Task details:
Read through the entries below and return each line with the word "here".

Recorded data:
- - - - - - -

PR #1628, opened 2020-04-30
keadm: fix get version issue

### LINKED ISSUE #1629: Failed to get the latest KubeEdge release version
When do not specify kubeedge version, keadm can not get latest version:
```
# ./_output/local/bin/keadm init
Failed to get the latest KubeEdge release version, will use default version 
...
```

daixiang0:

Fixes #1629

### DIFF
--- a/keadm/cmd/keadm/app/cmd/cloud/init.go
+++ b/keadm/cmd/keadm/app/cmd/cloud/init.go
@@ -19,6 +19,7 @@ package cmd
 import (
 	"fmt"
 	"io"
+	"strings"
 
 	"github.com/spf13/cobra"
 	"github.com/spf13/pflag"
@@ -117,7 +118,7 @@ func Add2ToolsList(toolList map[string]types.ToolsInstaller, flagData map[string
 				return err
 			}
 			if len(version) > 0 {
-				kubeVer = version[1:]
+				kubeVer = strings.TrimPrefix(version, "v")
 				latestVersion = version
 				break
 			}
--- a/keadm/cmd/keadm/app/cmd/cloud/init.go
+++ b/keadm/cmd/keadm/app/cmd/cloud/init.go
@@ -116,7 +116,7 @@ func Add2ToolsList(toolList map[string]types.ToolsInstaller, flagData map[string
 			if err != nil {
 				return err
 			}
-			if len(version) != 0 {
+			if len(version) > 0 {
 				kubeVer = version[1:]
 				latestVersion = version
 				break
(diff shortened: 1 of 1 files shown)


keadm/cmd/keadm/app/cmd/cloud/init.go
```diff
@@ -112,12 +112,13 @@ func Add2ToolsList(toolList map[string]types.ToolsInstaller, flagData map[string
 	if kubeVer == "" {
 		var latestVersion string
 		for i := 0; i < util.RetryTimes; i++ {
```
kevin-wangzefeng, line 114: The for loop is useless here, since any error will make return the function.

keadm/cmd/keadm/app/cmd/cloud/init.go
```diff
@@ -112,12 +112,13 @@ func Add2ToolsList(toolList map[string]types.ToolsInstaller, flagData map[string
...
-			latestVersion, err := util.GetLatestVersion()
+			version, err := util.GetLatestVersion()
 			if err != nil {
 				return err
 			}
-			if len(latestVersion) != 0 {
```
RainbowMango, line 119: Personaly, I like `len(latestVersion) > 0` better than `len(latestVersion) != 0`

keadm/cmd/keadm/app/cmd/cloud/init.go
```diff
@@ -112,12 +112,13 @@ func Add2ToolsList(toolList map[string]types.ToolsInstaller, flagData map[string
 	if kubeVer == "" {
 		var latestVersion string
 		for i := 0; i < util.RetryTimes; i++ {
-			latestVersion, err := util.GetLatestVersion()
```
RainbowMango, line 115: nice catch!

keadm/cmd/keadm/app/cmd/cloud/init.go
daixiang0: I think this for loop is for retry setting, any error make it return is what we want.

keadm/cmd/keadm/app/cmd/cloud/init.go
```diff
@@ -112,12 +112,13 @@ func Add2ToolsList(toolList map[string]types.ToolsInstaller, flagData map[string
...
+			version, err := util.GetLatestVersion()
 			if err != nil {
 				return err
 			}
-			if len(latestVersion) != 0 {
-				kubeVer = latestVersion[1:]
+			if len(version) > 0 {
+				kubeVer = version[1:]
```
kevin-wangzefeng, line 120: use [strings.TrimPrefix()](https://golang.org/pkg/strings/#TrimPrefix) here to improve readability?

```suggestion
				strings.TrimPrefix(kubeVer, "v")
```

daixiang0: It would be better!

- - - - - - -

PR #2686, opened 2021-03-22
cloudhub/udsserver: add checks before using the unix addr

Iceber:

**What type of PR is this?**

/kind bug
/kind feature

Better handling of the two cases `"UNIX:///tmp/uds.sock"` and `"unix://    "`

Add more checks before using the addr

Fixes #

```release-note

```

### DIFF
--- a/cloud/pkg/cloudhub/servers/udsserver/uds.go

- - - - - - -

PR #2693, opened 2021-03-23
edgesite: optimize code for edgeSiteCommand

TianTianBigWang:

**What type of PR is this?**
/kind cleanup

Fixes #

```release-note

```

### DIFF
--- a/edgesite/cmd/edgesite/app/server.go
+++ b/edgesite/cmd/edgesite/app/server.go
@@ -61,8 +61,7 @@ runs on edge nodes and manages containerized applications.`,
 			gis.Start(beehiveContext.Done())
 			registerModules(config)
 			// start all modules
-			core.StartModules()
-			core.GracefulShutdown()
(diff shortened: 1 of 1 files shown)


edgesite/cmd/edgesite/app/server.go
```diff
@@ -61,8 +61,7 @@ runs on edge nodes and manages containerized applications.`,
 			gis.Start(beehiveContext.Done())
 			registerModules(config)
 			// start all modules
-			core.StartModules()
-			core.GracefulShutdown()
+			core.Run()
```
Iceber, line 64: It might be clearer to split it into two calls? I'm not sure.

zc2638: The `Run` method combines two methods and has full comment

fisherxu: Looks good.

- - - - - - -

Response area:
kevin-wangzefeng, line 114: The for loop is useless here, since any error will make return the function.
kevin-wangzefeng, line 120: use [strings.TrimPrefix()](https://golang.org/pkg/strings/#TrimPrefix) here to improve readability?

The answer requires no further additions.